= Beginning of Section =

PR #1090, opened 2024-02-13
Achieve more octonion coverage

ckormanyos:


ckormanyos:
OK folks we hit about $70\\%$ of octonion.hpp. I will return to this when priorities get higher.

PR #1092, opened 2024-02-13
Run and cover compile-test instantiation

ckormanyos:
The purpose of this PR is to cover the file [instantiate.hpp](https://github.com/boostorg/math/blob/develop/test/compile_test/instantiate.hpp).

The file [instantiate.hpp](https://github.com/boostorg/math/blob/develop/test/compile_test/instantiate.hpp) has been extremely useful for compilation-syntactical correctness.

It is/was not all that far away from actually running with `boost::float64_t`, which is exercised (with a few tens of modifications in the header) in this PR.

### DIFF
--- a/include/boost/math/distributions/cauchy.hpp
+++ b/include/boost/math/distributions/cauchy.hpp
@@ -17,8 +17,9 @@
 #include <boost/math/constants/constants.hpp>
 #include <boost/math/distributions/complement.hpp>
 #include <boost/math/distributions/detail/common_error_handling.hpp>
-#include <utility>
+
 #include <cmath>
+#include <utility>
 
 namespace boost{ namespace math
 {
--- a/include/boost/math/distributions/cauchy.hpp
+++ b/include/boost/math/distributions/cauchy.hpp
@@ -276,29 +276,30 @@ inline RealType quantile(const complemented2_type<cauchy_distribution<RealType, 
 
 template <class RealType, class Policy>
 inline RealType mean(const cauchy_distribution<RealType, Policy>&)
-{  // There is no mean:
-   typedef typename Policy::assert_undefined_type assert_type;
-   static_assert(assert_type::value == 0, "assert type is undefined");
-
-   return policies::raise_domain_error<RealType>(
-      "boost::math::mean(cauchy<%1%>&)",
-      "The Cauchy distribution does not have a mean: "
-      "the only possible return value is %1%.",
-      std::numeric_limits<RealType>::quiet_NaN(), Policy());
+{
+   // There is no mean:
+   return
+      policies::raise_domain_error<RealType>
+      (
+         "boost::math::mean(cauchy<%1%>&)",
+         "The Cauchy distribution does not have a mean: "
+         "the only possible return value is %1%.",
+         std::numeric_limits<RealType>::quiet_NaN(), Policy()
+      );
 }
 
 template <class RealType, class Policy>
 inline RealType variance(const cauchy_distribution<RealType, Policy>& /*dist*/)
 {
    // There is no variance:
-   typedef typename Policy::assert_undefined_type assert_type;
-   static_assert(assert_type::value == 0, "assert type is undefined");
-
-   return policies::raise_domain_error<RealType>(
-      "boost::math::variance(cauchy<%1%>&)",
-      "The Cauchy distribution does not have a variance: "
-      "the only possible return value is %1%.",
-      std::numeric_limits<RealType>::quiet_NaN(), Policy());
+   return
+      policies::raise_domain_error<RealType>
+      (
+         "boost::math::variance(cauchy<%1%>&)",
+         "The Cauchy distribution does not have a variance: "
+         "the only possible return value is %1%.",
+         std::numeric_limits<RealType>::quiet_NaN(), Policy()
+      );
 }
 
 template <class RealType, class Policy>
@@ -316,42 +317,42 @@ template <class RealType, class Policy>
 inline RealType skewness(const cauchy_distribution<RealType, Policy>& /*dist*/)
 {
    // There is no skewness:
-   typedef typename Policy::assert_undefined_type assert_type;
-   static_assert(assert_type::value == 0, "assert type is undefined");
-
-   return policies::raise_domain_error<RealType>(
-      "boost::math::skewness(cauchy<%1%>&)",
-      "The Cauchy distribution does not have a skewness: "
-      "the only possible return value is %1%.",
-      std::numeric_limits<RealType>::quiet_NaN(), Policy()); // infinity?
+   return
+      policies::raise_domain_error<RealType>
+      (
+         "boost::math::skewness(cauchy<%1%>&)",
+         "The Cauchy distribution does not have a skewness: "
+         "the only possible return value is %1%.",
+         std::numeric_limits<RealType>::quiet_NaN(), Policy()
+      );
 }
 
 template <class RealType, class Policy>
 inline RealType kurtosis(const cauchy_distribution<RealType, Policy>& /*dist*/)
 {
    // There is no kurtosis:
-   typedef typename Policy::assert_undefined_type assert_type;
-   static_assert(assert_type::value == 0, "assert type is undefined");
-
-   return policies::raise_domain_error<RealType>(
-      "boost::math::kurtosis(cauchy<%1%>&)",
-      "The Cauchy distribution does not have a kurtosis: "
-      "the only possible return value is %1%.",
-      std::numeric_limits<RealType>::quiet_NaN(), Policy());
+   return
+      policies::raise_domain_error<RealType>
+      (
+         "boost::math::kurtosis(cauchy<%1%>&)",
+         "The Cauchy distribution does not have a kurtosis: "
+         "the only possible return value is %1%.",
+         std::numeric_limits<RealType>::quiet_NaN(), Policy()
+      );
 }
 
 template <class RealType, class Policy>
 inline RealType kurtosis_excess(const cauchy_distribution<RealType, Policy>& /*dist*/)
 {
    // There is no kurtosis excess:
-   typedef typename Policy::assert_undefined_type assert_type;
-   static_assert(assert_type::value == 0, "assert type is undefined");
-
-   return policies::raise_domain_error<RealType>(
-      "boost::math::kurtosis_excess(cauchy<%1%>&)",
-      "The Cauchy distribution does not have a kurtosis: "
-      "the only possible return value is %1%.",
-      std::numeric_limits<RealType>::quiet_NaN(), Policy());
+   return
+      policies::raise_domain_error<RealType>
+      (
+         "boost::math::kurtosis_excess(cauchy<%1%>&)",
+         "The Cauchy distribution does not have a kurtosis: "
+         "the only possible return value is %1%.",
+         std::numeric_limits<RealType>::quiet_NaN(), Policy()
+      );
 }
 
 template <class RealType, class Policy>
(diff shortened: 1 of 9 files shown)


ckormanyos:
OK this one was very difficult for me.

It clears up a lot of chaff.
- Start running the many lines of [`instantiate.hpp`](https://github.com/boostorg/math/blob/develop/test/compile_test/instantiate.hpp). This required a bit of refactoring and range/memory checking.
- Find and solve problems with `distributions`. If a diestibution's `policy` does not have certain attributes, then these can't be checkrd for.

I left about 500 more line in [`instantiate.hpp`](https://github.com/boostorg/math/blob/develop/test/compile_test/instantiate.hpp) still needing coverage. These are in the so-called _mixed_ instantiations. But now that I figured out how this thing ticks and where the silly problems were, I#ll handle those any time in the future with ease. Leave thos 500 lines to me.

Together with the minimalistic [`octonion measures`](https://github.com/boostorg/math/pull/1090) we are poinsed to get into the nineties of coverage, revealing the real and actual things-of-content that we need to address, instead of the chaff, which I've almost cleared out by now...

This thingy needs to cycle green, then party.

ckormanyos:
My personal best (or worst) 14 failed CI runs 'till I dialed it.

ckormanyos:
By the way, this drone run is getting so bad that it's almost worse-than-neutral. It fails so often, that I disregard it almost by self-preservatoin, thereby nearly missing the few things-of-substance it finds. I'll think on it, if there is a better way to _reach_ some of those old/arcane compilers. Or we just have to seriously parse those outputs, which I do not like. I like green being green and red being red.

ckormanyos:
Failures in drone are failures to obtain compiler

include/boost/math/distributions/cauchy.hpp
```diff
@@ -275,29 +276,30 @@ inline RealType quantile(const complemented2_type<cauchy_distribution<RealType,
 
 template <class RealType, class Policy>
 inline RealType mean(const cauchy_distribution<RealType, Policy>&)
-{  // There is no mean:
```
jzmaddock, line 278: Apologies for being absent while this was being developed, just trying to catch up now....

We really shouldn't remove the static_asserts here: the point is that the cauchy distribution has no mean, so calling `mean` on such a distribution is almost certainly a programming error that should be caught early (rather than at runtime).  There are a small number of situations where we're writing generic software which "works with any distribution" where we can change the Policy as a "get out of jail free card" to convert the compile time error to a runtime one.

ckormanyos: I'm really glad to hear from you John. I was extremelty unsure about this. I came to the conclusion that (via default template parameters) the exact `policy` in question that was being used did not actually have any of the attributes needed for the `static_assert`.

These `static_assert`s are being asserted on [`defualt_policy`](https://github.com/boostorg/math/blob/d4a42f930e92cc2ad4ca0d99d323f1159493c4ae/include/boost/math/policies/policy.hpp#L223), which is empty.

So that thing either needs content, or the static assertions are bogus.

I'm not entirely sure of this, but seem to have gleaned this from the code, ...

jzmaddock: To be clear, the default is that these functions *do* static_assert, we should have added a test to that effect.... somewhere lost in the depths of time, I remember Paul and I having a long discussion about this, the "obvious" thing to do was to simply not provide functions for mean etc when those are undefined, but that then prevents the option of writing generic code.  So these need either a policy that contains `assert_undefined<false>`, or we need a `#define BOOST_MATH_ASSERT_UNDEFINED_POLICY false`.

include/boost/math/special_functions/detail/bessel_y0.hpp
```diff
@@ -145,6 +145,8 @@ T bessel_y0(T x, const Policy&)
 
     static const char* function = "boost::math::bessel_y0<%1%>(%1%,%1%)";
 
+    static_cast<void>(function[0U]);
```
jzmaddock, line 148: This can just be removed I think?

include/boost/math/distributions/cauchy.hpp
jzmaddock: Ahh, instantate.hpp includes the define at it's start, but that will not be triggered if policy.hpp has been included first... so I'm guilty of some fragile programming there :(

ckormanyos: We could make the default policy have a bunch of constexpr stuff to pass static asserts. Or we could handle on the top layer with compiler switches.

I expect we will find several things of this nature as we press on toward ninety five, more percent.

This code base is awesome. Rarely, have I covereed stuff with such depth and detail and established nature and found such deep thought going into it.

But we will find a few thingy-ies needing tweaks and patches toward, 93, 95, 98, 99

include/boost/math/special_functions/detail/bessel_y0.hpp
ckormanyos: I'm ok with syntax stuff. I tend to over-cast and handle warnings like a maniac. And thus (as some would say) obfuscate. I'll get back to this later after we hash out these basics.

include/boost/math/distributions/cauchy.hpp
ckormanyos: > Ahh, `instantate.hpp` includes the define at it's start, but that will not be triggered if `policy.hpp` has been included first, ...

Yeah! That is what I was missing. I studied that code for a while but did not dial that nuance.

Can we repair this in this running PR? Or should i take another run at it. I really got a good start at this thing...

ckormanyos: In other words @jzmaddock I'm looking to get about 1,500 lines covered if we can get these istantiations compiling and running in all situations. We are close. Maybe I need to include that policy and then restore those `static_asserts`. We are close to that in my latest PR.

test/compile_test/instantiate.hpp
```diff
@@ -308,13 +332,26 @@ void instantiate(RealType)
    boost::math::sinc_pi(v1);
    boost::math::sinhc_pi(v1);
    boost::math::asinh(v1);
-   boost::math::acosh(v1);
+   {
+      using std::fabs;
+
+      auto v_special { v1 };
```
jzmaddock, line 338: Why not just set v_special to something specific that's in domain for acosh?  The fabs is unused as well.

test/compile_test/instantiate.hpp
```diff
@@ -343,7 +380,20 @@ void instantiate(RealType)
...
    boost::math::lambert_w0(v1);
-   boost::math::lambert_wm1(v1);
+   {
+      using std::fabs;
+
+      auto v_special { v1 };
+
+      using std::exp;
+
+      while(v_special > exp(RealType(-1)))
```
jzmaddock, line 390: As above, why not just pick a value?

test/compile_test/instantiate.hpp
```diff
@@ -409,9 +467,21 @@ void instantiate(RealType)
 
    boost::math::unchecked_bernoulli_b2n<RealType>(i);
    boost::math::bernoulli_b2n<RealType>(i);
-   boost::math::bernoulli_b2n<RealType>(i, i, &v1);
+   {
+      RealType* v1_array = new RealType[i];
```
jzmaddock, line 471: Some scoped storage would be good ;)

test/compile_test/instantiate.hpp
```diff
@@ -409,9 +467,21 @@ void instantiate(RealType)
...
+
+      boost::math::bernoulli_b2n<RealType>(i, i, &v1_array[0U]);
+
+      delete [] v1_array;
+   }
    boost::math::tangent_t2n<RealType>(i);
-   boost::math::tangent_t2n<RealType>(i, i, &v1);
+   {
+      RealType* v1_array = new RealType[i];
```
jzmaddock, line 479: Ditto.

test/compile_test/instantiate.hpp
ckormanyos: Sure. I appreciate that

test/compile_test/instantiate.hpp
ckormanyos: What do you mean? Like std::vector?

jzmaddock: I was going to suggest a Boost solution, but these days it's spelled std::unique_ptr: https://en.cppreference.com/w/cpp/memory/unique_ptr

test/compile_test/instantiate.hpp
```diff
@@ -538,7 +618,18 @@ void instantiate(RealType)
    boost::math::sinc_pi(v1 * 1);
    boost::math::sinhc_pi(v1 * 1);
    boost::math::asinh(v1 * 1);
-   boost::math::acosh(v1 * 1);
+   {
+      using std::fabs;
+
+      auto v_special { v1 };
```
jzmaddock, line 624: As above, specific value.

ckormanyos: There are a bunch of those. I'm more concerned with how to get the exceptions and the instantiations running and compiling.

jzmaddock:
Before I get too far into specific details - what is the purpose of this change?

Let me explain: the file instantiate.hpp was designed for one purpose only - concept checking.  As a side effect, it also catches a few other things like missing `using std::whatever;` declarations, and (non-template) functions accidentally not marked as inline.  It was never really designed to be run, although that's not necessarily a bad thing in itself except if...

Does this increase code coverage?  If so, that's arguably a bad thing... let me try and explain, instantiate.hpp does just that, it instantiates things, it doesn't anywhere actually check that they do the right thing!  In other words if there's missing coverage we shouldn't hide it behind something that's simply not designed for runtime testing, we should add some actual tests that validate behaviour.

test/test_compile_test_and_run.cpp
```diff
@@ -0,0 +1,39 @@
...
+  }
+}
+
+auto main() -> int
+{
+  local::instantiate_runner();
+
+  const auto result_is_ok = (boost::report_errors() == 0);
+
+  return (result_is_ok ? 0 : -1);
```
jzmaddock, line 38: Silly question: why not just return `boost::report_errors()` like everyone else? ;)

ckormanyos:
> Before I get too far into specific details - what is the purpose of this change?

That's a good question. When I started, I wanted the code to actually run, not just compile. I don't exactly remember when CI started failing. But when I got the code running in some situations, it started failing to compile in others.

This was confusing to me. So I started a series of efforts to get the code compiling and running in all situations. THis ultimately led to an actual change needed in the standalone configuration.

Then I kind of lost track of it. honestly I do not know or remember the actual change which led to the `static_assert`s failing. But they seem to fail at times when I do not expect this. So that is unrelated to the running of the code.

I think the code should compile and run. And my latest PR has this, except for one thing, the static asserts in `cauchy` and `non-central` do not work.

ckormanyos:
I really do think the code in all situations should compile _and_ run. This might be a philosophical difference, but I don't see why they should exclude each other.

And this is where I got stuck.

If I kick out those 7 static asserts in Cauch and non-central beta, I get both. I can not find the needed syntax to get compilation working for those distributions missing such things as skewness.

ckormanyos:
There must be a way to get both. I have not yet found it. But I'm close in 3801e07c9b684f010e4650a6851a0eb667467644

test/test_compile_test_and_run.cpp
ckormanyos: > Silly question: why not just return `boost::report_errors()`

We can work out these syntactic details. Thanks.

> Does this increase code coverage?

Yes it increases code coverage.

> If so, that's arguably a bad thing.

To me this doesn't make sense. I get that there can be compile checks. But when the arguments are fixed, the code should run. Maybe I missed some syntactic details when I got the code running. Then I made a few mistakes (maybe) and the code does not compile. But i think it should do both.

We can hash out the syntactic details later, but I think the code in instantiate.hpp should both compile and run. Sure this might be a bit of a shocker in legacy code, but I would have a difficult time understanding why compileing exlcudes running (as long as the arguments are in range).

= End of Section =

**Description of the task**
Which lines of the material above hold the string "good"? Pull them out.

**The completed task**
Can we repair this in this running PR? Or should i take another run at it. I really got a good start at this thing...
jzmaddock, line 471: Some scoped storage would be good ;)
That's a good question. When I started, I wanted the code to actually run, not just compile. I don't exactly remember when CI started failing. But when I got the code running in some situations, it started failing to compile in others.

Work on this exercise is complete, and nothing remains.